_TASK BRIEF_
Could you retype exactly the lines running from the line with "Hide ompc_leftmost reducer" to the end of the data, both included, and nothing else?

_RECORDED DATA_
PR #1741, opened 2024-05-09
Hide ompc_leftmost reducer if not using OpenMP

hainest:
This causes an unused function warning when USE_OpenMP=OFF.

_THE COMPLETED TASK_
Hide ompc_leftmost reducer if not using OpenMP

hainest:
This causes an unused function warning when USE_OpenMP=OFF.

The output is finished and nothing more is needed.